Does that famous picture of Bach, sourly holding a piece of paper, look more sour than usual lately?
He must have gotten a “Dear Johann” letter from violinist Maureen Choi, playing East Lansing’s Summer Solstice Jazz Festival 7 p.m. Friday.
The mercurial, muscular Latin jazz violinist is a good musician to have in your corner, but alas, there’s only one of her. While studying violin at MSU, Choi was firmly on the path of classical music, but she kept running into jazz studies director Rodney Whitaker, one of the most charismatic performers and persuasive guys around.
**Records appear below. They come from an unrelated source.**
PR #135, opened 2021-03-20
doc LetsEncrypt SSL renew job should be sourced after SSL_CERTIFICATE in env.local

tlvu:
Found accidentally when manually harmonizing `env.local` produced by
Vagrant with the template `env.local.example`.

Vagrant automatic provisioning does the right thing to activate
`renew_letsencrypt_ssl_cert_extra_job.env` after the redefined
SSL_CERTIFICATE but if someone like me, manually re-order this, it
will break.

Kalamazoo-born Choi’s path was pretty clear up to that point. Her father, an avid music lover and classical guitarist, played music in the house all day and even made mix tapes to play in the car. Her mother, a soprano who studied in Vienna, had students coming to the house all the time.
She was almost done with her studies at MSU and had already applied to study classical violin in Minnesota. Whitaker kept asking her to take one of his jazz classes.
“I’m like, ‘No, I’m busy practicing my Bach,’” she said.
Whitaker told her that she was a jazz musician, but she just didn’t know it yet. She was already having fun hanging out with jazz students at concerts and in the halls of the music building.
“I thought, ‘What the hell, might as well take the class,’” she said.
Zwing. “I was literally addicted to jazz,” she said. “I felt so liberated. I was playing from my heart, and nobody was telling me what to play.”
After much internal debate, she decided to pursue jazz seriously. She got a scholarship to the Berklee College of Music in Boston, where a second musical door opened.
In Boston, Choi spent her nights salsa dancing “to blow off steam” after practicing all day. She was a ballet dancer as a child and still loves to dance. At school and in the clubs, she met students from Ecuador, Peru, Mexico and Venezuela who introduced her to a new world of musical forms and styles.
Her passions began to blur together.
She started playing Latin gigs, bringing her classical chops, jazz improvisation skills and deep feeling for dance.
Soon she was scoring gigs with salsa king, bandleader and all-around champion of Latin music, Larry Harlow, in New York, Florida and Boston.
“It wasn’t something I had to think hard about,” she said. “It just kind of flowed, and it was very natural.”
Now she lives in Madrid and can’t get over the musical and geographical diversity of Spain. Flamenco music, she said, is only one color in a vast mosaic.
“It’s like the California of Europe,” she said. “The north is completely green and lush and very European. The south, where flamenco was born, is very, dry, hot, desert-like, and the tempo is completely different.”
Choi’s first CD, with Whitaker and pianist Rick Roe, sticks largely to jazz standards, but her second CD, “Ida y Vuelta,” takes the full plunge into the music of the Spanish diaspora, from Spain across the ocean and southward through Latin America.
In East Lansing, she’ll play music from “Ida y Vuelta” and new compositions that point to more sophisticated, surprising forms of musical fusion.
“We’re arranging a couple of pieces from Rimsky-Korsakov’s ‘Scheherezade’ with a flamenco twist,” she said. “I’m tying every aspect of who I am and everything that I love and bringing it out in my quartet.”